This is a copy of my remarks to the Interfaith Pride Service, organized by the Interfaith Coalition for Fairness of Maryland held at Grace United Methodist Church 5407 North Charles Street Baltimore MD 21212 on Tuesday, July 21, 2015. It was deeply honored to be asked and it was very well received by those assembled.
I’m here tonight representing the Catholic church to bring you a message of welcome and to embrace you as your authentic selves. And to do that you may need to forget everything you thought you knew about the catholic church and forgive the ways you have been personally hurt by catholics and open your heart to the largest organization dedicated to social justice in the world.
The mystery and conflict starts with the meaning of the words Roman Catholic Church. Roman because it is the last vestige of the roman empire and with that it has had the power to stand for 2 millennia but also shares the shame of oppression, patriarchy and violence. Catholic on the other hand means universal and it’s faith tradition is a history of growing from the margins and changing (slowly) as demanded by its people. And then you have to change what you think Church means. When catholics say church we are not talking about a building or the rules or the leaders. We mean the PEOPLE of faith. So let me represent the Ancient heritage of universal people of faith.

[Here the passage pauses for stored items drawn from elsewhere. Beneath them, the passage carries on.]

Issue #213, opened 2019-06-01
Inconsistent handling of empty prompts


lfos:
When creating a new appointment and entering an empty end time, the end time is ommited. When specifying the end date of a recurring event, you have to enter `0` to omit the date. Here, the empty string will cancel. I think we should allow to use the empty string to omit the end date (and keep `0`, just for backwards comnpatibility).

Generally, I wonder whether we should cancel processes if a user enters an empty string. It is an invalid input for many prompts and should display a warning, then repeat the prompt.

lhca:
I tried to recreate the scenario you describe, but had quite a different and inexplicable experience.

Looking at the code (which is my own), the reason was obvious: an uninitialized variable. The fix is easy and the result is the desired consistency. There is no question of backwards compatibility; the bug was introduced in 4.4.0.

I have uploaded a fix (PR #214).

lfos:
I tested your patch but the behavior with the patch applied is still exactly the same...

lhca:
I didn't read carefully enough what you wrote and was misled. But I also think that you are mixing things up.

> When creating a new appointment and entering an empty end time, the end time is ommited. When specifying the end date of a recurring event, you have to enter `0` to omit the date. Here, the empty string will cancel. I think we should allow to use the empty string to omit the end date (and keep `0`, just for backwards comnpatibility).

The two cases are quite different. The end _time_ of an appointment cannot be compared with the end _date_ of a recurring event. The latter is better called the until date. It is treated just like the until date of a recurring appointment, which has nothing to do with the end time.

Omitting the end _time_ of an appointment gives you an instant appointment. Omitting the end _date_ gives you an endless recurring appointment (or event), almost the opposite. There is no inconsistency.

The wording is unfortunate and confusing: "end time" and "end date" are too close for comfort. 
They designate two different things which you would never guess from the terms. The solution is to improve the prompt text and use "until" and not "end date" or "duration".

lfos:
If you do not agree it is inconsistent, let's say it is unintuitive instead.

If you want to create an appointment without an end time, you can just enter an empty duration. If you want to create an endless recurring event, you have to enter `0`. If anything, switching these two scenarios would make much more sense: a duration of `0` describes an item without an end time quite well, whereas interpreting the "until date" `0` as infinity seems quite arbitrary. I would just allow the empty string in both cases.

lhca:
Agreed.

lhca:
[...]

PR #214, opened 2019-06-01
Fix recurrent appointment end time when duration is zero

lhca:
Signed-off-by: Lars Henriksen <LarsHenriksen@get2net.dk>

### DIFF
--- a/src/ui-day.c
+++ b/src/ui-day.c
@@ -209,15 +209,10 @@ static void update_duration(time_t *start, long *dur)
 	unsigned newdur;
 	char *timestr, *outstr;
 
-	if (*dur > 0) {
-		end = *start + *dur;
-		asprintf(&outstr, "%s %s", DATEFMT(conf.input_datefmt), "%H:%M");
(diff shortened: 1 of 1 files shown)


lfos:
Since this fixes a regression, I think we should mention the commit that introduced the bug in the commit message (for the record). Is it 223810c (Major overhaul of appointment/event input routines., 2017-11-06)?

lhca:
Yes, in combination with 16d3032 (Refactoring update_duration/day_edit_duration, 2017/10/18).

lfos:
As I mentioned in the bug reports, this does not fix #213. Is this PR just an unrelated fix and #213 still needs work?

lhca:
Clearly there is a bug that is fixed. Whether it is unrelated to #213 I don't know, see my comment there.

lfos:
I am quite confused. Your comment in #213 claims that this PR yields the "desired consistency". Does this not refer to the inconsistency mentioned in the original PR?

lfos:
Merged into pu, thanks!

Issue #220, opened 2019-06-10
Update of recurrent item parameters


lhca:
The recurrent item parameters are type, frequency, until date and (list of) exception dates.

In the master branch version (5283689) the list of exception dates can be edited (like the first three). It is treated separately, which may not be immediately apparent in the UI, but becomes clear when you cancel an edit session (of a recurrent item with exceptions) by pressing ESC while editing type, frequency or until date. The edit session then continues with the exception dates.

This is particularly unfortunate if you cancel while editing the exception dates, because it may lead you to believe that you also cancelled the first part of the edit session.

Instead, the recurrent item parameters should be treated as a unit, and a cancelled edit session should leave all parameters unchanged.

I have a PR coming up.

lfos:
I agree with your analysis and your proposed solution. Looking forward to the PR!

lhca:
> Looking forward to the PR!

The first shot was a bit off the mark. I have uploaded a second attempt.

PR #221, opened 2019-06-10
Treat recurrence item parameters as a unit

lhca:
Adresses GitHub issue #220.

### DIFF
--- a/src/ui-day.c
+++ b/src/ui-day.c
@@ -272,7 +272,29 @@ static void update_desc(char **desc)
 	updatestring(win[STA].p, desc, 0, 1);
 }
 
-static void update_rept(struct rpt **rpt, const long start)
+/* Edit the list of exception days for a recurrent item. */
+static int update_exc(llist_t *exc)
+{
+	int updated = 0;
+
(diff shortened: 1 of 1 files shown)


lfos:
Merged, thanks!

lhca:
Note. Has been updated.

lfos:
I don't see any updates in the branch. What was the problem with the previous attempt?

lhca:
I force-pushed an update (and it is there), but for whatever reason GitHub doesn't say so.

The problem was that the result of recur_update_exc() was not returned and checked. But I have just realized that the also the second attempt is incomplete. Sigh.

lhca:
Third attempt uploaded (force-pushed) as a replacement (not a separate patch).

The problem with the first attempt (still on pu) is that not only the result of `update_exc()`, but also that of  `recur_update_exc()` must be handled. The second attempt did this incorrectly.

lhca:
I have just discovered yet another bug in this error-ridden PR.

If you edit the repetition part of a recurrent item, changes have no effect -- unless the item has an exception date.

A fix is upcoming.

PR #225, opened 2019-06-26
Recurrence rule correction

lhca:
I came across the following while trying to extend support for RFC 5545 (iCalendar) recurrence rules.

Try the following illustrative experiment in the multiple days interface:

- create an appointment on 31 December 2019, 12:00 that ends on 1 January 2020, 11:00
- turn it into a repeating appointment of type yearly, frequency 2, endless (no until date), and watch closely when you type the last `RETURN`
- step one year forward one or several times and watch out

The PR includes a patch and test cases.


lfos:
Good catch. Merged into pu, thanks!

lhca:
On the pu branch the new test case `recur-007.sh` fails.

The reason is that by mistake the commit https://github.com/lfos/calcurse/pull/225/commits/d29c1c660c42b38b435b5e19d91f7f7e41283f9d contained a wrong version. That can happpen, but why was it not picked up by Travis?

I have uploaded an update (https://github.com/lhca/calcurse/commit/f7c79e0cbe822901d3821189d12bb9e64c531be9) to the original pull-request branch.

PR #226, opened 2019-07-09
Fix edit of empty exception day list

lhca:
Correction to #221.

If the exception day list is left untouched, it has been correctly "updated". This is also true of the empty list.


lfos:
Merged into `pu`, thanks!

Issue #228, opened 2019-07-18
[Feature Request] Create Appointment from TODO


igordsm:
Creating an appointment from a TODO item would be very convenient to me, as I like to track time spent on each TODO. It would also help me to organize my schedule by assigning a specific part of day to do each task. 

Would this be a useful addition to calcurse? For me this would be useful even if appointments and todos are not linked together (i.e. just creating a separate and completely independent appointment with the same text as the source TODO item).

Best regards

PR #229, opened 2019-07-20
Feature Request #228: create appointment from task

igordsm:
Implementation of Issue #228, which requests the addition of an option to create Appointments from the TODO panel with the text of the current task as the appointments' description.


igordsm:
Hey @lfos, could you review this when you have some time? I don't want to put pressure on you or anything, but I've been using this PR for a week and it would be awesome if it was included in the official releases!

lfos:
Of course, thanks for the PR. The patch looks good. The only thing I don't like is using one of the few keys that we have left. If we continue doing this, we will run out of keys at some point and there will be no way back. I think we should switch to vim-like key prefixes for some new (less common commands). For example, we could use `za` to turn a todo into an appointment.

igordsm:
@lfos  thank you! I added a new commit to the PR removing the Z shortcut and adding a commando to key_generic_cmd. If things look good I can squash it to a single commit to make life easier for you. 

Best regards.

lfos:
I was not talking about turning it into a command. Why I suggested is being able to press `z` followed by `a` in normal mode to generate the new item. This allows us to add further key bindings prefixed by `z` later. For example, `zj` could jump to the next appointment in the appointments panel.

igordsm:
Oh, I guess I was confused about the correct naming of thing in calcurse. Sorry about that. You mean like the "C" key for Config ?

lfos:
> Oh, I guess I was confused about the correct naming of thing in calcurse. Sorry about that. You mean like the "C" key for Config ?

Exactly!

kevinhwang91:
@igordsm Adding todo to appt, the description works fine but not the notes.

igordsm:
@kevinhwang91 I have a prototype that also added the note to the appointment.  Unfortunately I have not found a way to link the appointment's note to the original Task's. I can copy it, but changing one does not automatically change the other. 

I've been a bit busy this past week, but I plan to come back to calcurse by the end of this week.

lfos:
Yes, there currently isn't any code that allows to attach the same note to multiple items (and keep the content synced).

A similar idea that has been discuessed multiple times in the past is named notes. Think of it as a symlink-like indirection: an appointment points to a note name and the note name points to the actual note. If you edit the note, it is still available under the original note name and all references to that named note will automatically point to the new note content.

lfos:
What's the status of this? To avoid more bikeshedding, maybe we should simply create a copy of the note for now?

lfos:
Closing for now. Please reopen if you find time to complete this patch set!

Issue #169, opened 2019-01-16
[Feature Request] adding todo-s in batch


pearupung:
When doing the planning phase for the next day, it is quite tiresome to press Ctrl+T every time you think of a new todo. It would be nice to press some key combination (Ctrl+Shift+T for example) to enter "todo adding mode" which would just loop the two steps of creating a todo and exit the mode if 'q' is pressed.

lfos:
I like this idea!

igordsm:
How about an "Add Batch" function that would call "Add Item" until an addition is cancelled? This could work with Appointments and Events as well.

PR #230, opened 2019-07-21
Adds batch add functionality requested in #169

igordsm:
This PR adds an option "Add Batch" (shortcut "b B") that keeps calling "key_add_item" until the addition is cancelled by pressing "ESC". It works for both tasks and appointments/events. Requested in issue #169


igordsm:
@lfos You mentioned in #229 that we should avoid adding new keys. Do you think we should apply it to this command as well?

lfos:
Are there other operations where a batch mode might make sense? Batch updates, batch removals? If so, we might want to make `b` a prefix key that can be used with other operations.

lhca:
The global flag `modified` in `io.c` mirrors the state of online (in-memory) data as opposed to offline (on-disk) data: 

- when it is unset, in-memory and on-disk data are in agreement.
- when it is set, in-memory data disagree with on-disk data

The flag is unset at start of calcurse and after each successful save operation.

Your patch breaks this mechanism in a threaded application like calcurse which has a periodic save thread.

igordsm:
@lhca I did not realize this! I will update the patch later this week to fix this.

igordsm:
@lhca I refactored the code so that `key_add_item` (and the functions it calls) returns 1 if the element really was added. This avoids using the `modified` flag and makes the rest of the patch trivial.

lhca:
Yes, giving `key_add_item()` a return value seems the obvious and simple answer.

igordsm:
@lhca I squashed both commits. 

@lfos Thinking again, I don't think the suggestion applies here. 

Any other suggestions for improvements?

lfos:
Any updates on this. Did you think about making the batch mode key a prefix key as discussed previously?

igordsm:
Hey @lfos , sorry for the wait.  I initially implemented it using the Add Item command, but it does not allow for different types of adding in the same batch. Do you think adding a batch mode key prefix would be useful? The "next level" of menu would contain the type of the item to add, in this case. 

I am not sure I would use, but am willing to implement it if others think it would be useful.

igordsm:
Hey @lfos , sorry for the wait.  I initially implemented it using the Add Item command, but it does not allow for different types of adding in the same batch. Do you think adding a batch mode key prefix would be useful? The "next level" of menu would contain the type of the item to add, right?

I am not sure I would use, but am willing to implement it if others think it would be useful.

lfos:
Sorry again for the super late reply. We should work on getting this done. I don't think the second level should only allow you to select an item type. We can simply allow for choosing some of the already existing key bindings. As a first step, I'd be fine with only supporting `a` (add item), `^A` (add appointment) and `^T` (add todo item).

lfos:
Closing for now. Please reopen if you find time to complete this patch set!

Issue #18, opened 2016-12-06
CalCurse-CalDav: Cannot handle HTTP connections


bbenne10:
At work, I am currently tied to an Exchange 2010 environment and thus am using DavMail to patch over the silliness. This exposes a CalDav server on port 1080. On this port, DavMail translates traffic to EWS and all is well.

However, calcurse-caldav cannot cope with this due to the assumption that all CalDav traffic is https. I have patched over this locally by changing line 508 to `conn = http.client.HTTPConnection(hostname)`, but it'd be nice to have some built-in support for this. A configuration variable might be a good idea, as we already have one for `InsecureSSL`. Thoughts?

lfos:
Yes, a configuration value sounds good to me but it should default to
HTTPs. Maybe `UseSSL`? Or just `SSL`?

bbenne10:
Either works for me. SSL feels more consistent internally. 

On a second thought, maybe something like below would work? This would replace ~481 - 496. The inclusion of a scheme feels much more natural to me (though admittedly the scheme parsing is pretty weak when compared to `urllib.urlparse` - which feels like the right way to get all this information rather than asking for `HostName`, `Path` and `SSL` - but I didn't want to deviate TOO far for this one issue. I can open another shortly if we want to talk about that too)

```python
context = None # noop, as this is default value for http.client.HTTPSClient
if insecure_ssl:
    try:
        context = context = ssl._create_unverified_context()
    except AttributeError:
        pass

# we might want "hostname" to have a different name, as it's now a server uri
hostname = hostname.lower()
ssl = True
if hostname[0:6] == 'http://':
    hostname = hostname[0:6]
    ssl = False
elif hostname[0:7] == 'https://':
    hostname = hostname[0:7]

if ssl:
    conn = http.client.HTTPSConnection(hostname, context=context)
else:
    conn = http.client.HTTPConnection(hostname)
```

lfos:
You can now turn off HTTPs using the `HTTPS` option in the configuration file.

PR #234, opened 2019-08-18
Document the HTTPS option in the sample configuration file

k0ral:
#18 introduced the `HTTPS` option but it is missing from the sample configuration file, therefore it is not easily discoverable by new users (like me.)


lfos:
Thanks! Maybe we should add a note to the comment, mentioning that using plan HTTP is highly discouraged?

k0ral:
Comment updated.

lfos:
Merged into pu, thanks!

PR #235, opened 2019-08-26
Until day inconsistencies

lhca:
There are some inconsistencies in the way the end day (until day) of a recurrent item is handled. The problems are minor and only visible in interactive use of calcurse as in the following scenario:

1) Create an appointment with start time 12:00, end time 11:59 (2-day appointment)

2) Turn it into a recurrent appointment of type daily, frequency 3, until day +3

The appointment is correctly displayed with two 2-day occurrences, three days
apart.

3) Edit the appointment and select Repetition. Accept existing type, frequency and end day (now as a date)

The second day of the second occurrence disappears.

4) Repeat 3), but set the end day as an offset (+3)

The second day of the second occurrence reappears. It will also be there if calcurse is restarted (data are loaded), but you can make it disappear by repeating 3).

For an explanation, see the commit message where the scenario is also described.

### DIFF
--- a/src/recur.c
+++ b/src/recur.c
@@ -433,8 +433,8 @@ struct recur_apoint *recur_apoint_scan(FILE * f, struct tm start,
 	tend = mktime(&end);
 
 	if (until.tm_year != 0) {
-		until.tm_hour = 23;
-		until.tm_min = 59;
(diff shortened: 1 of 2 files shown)


lfos:
Merged into pu, thanks!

So as that I am a logical choice to be the representative. I’m not a nun, priest, or bishop but I am called by my baptism, my discernment, and my community to be a Queer Faith Leader. I am marginalized by my church hierarchy first as a woman, in a same-sex marriage, who is transgender. And from that margin I call my church to embrace people from all the margins. And the people of faith do. Recent polls found more support for same-sex marriage strongest in Catholics of all the mainline american religions. Polls show support for transgender equality highest among american catholics of all christian denominations. Yet the church hierarchy has been visible in their opposition to both central issues of dignity to LGBT people.
You may be by now justifiably confused, mystified, and conflicted by these revelations about the church and that is fantastic. This religion exists in mystery, in evolving revelations of ancient symbols and through individual conscience. Who better to call you into that spiritual question that is Catholicism than someone uniquly blessed by birth to understand incongruence, contrast, ambiguity, quandary, the conundrum of living life as a trans woman.
So let me give you the 2 minute mass with my remaining time to welcome you into this mystery. We look for inspiration to the readings for today and since we celebrate today Marriage Equality as the law of the land now it is miraculous to find that the gospel is
The True Family of Jesus.
While Jesus was speaking to the crowds,
his mother and his brothers appeared outside,
wishing to speak with him.
Someone told him, “Your mother and your brothers are standing outside,
asking to speak with you.”
But he said in reply to the one who told him,
“Who is my mother? Who are my brothers?”
And stretching out his hand toward his disciples, he said,
“Here are my mother and my brothers.
For whoever does the will of my heavenly Father
is my brother, and sister, and mother.”
In my intentional eucharist community we would next have a shared homily where each of us would reflect on the meaning this passage had to our daily lives. We are short on time so let me tell you about our true queer family.
In 1992 I was in the early stages of what would become my transition. I belonged to a support group of transvestites, crossdressers, Drag Queens, Drag Kings, transexuals, and androgynes. In my first San Francisco Pride Parade, I walked with them the length of Market street to cheers of the crowd dressed for one of the first times in the daylight as a woman. Not in the flamboyant way pride parades are known for but more like your mother at the state fair with a visor, sunscreen, shorts, fanny pack and sensible shoes but also a little beard shadow. It was after the parade making my way home that I encountered a group of young gay men who i could overhear had read me as a transvestite and I stiffened myself for the hopefully only verbal assault on my dignity. One of them suddenly, throws up his arms running across the street and shouts “Mom! I didn’t think you were going to make it!”
In our warm and genuine embrace I felt the connection to all of us who had come together to celebrate living as our authentic selves. Back then it was just accepted as likely that coming out queer meant loosing your birth family. This young man used a bit of theater to not only diffuse a possibly painful confrontation but also to sum up what Pride day was really about then, affirmation of each other in the face of a society that rejected us. We built our own families of choice because love makes a family. Our own churches when we couldn’t imagine being accepted by mainstream institutions.
Much has changed in 20 years, Pride is now more about how mainstream organizations empower diversity. We gather to celebrate the advances of law, religion, and society. We express our commitment to each other and with our birth families, our religious traditions and our free society. But our journey is not over yet so let me close with a prayer:
You created balance. The night to follow the day. The sea to touch the earth. All the wonderful animals, fish and birds. You are the great creator of variety and diversity. Thank you that you made us all to be unique and reflect your love. Come draw our family together in all it’s wonder and beauty. Help us to love and respect each other. Show us how to support and encourage one another. Inspire us to work together to become a picture full of your perfect love.